Оруженосец промычал, кивая головой. Ответить словами он был не в состоянии из-за дурацкой привычки, садясь есть, всегда первым делом напихивать себе полный рот. Прожорлив Ламбер был необычайно, и при этом худее меня. В остальном же он был отличный парень, и такую малость, как обжорство, я готов был ему простить.

Мы выпили красного иерихонского вина, и воспоминание о той ночи, когда меня отравили и душа моя путешествовала по небу, воскресло во мне, Христофор, с утроенной силой. Подкрепившись, выпив несколько стаканов красного иерихонского и расслабившись, вечером я продолжил свой рассказ, хотя видел, что жонглер Гийом несколько осовел от вина и слушает не с таким вниманием, как прежде. Но мне было все равно. Воспоминания затапливали мою душу, и надо было их слегка выплеснуть наружу.

Несколько дней я выпутывался из сетей смерти. Артефий составлял один териак за другим. Когда я ненадолго приходил в себя, то чаще всего видел одноглазое лицо командора Роже де Мондидье и удивлялся, где же Аттила, почему он не придет и не поинтересуется моим состоянием. "Ах, ну да! спохватывался я.- Ведь Аттила умер. В таком случае, простительно". Я вновь впадал в забытье, а очнувшись и опять увидев Роже, опять думал, куда же запропастился Аттила. Роже что-то говорил мне, меня приподнимали над постелью и вливали в горло какую-нибудь теплую и безвкусную жидкость. Затем переставали мучить, и я вновь мог предаться блаженному забытью.

Одновременно с запахами и вкусовыми ощущениями ко мне вернулась тошнота. Это был самый жуткий период выздоровления. Меня рвало по поводу и без повода, выворачивало наизнанку и рвота доводила до обмороков.
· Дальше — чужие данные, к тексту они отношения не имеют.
PR #2276, opened 2026-06-02
Loom: Save after end-of-quest interaction

wjt:
Previously the Eternal Loom implicitly saved the game state at the end
of the end-of-quest interaction, originally because GameState always
saved itself, and then, after the recent refactor, because it switched
to a Sokoban scene immediately which triggers a save.

Now we need to explicitly save the game state at the end of the
interaction, once the quest has been marked as complete.

In addition, the loom would check when instantiated whether the
end-of-quest interaction is possible, but it cached the result for the
lifetime of the instance. With the removal of the Sokoban transition
this no longer works. We can call is_item_offering_possible() directly
in the dialogue, and eliminate this code to change the dialogue title at
startup. While we're there, set the dialogue resource in the scene not
the script.

### DIFF
--- a/scenes/game_elements/props/eternal_loom/components/eternal_loom.gd
+++ b/scenes/game_elements/props/eternal_loom/components/eternal_loom.gd
@@ -7,20 +7,11 @@ signal retelling_started
 signal retelling_finished
 signal give_retelling_upgrade(type: InventoryItem.ItemType)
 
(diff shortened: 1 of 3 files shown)


manuq (approved):

manuq:
@wjt sorry I thought I merged this yesterday after trying it, but it turns out I didn't!

PR #2277, opened 2026-06-02
Fray's End: Replace generic NPC with Arun

### LINKED ISSUE #2186: Add closing scene with Arun at Fray's End after tutorial quest

wjt:
Fray's End: Replace generic NPC with Arun

We previously had a generic Tiny Swords NPC at the bottom island, where
StoryWeaver first appears when they first get to Fray's End.

Now that StoryWeaver gets there from the tutorial, it makes more sense
for it to be the same recognisable NPC as in the tutorial. Replace it,
and add some dialogue that branches based on whether the player is on a
quest and, if so, if it's the tutorial.

Resolves https://github.com/endlessm/threadbare/issues/2186

### DIFF
--- a/scenes/world_map/components/tutorial_npc.dialogue
+++ b/scenes/world_map/components/tutorial_npc.dialogue
@@ -1,5 +1,13 @@
 # SPDX-FileCopyrightText: The Threadbare Authors
 # SPDX-License-Identifier: MPL-2.0
 ~ start
-Villager: Welcome, traveler. Fray's End is just across the bridge.
+if not GameState.quest:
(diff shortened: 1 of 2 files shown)


manuq (approved):
This is a great idea!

Но с каждым днем я начинал все больше ощущать, что жив. Силы возвращались ко мне помаленьку, но с добротной и деловитой настойчивостью. "Вот, Аттила,думалось мне,- тебя нет, а я все-таки не окочуриваюсь". Потом желудок мой стал удерживать пищу, и силы начали прибывать быстрее. Так шло мое выздоровление, а спасали меня ни много, ни мало - целый месяц. В начале декабря я уже прогуливался, но был еще очень слаб, а по-настоящему восстановился только к весне.

Тогда же, как мне кажется, я стал реально воспринимать и осмысливать, что происходит вокруг меня, а до этого пребывал все же в некотором слабоумии. Артефий объяснял мне, что во время пира в Давидовом замке кто-то подмешал мне в вино очень сложно составленный яд, в который помимо экстракта цикуты входило еще несколько десятков компонентов. Он называл мне эти компоненты, но мне запомнились только жабья желчь, флегетонник и душегуб-трава. Оставалось только выяснить, кто именно подмешал мне в дивное иерихонское вино столь мерзостную отраву, и я почему-то с какой-то непонятной уверенностью подозревал в злодействе самого Артефия. Он знал состав яда, он же и делал противоядие. И тут опять вопросы: зачем ему нужно было меня травить и зачем нужно было потом спасать? Видение подземелья, колодца и брошенной в него отрубленной головы преследовало меня, и я не мог понять, то ли мне привиделось все это в память о Броккуме, то ли происходило на самом деле. Путешествие по небу в Киев и обратно помнилось мне отчетливо, и тут я почему-то нисколько не сомневался, что душа моя, покинув тело, побывала в Киеве и повидалась с Евпраксией.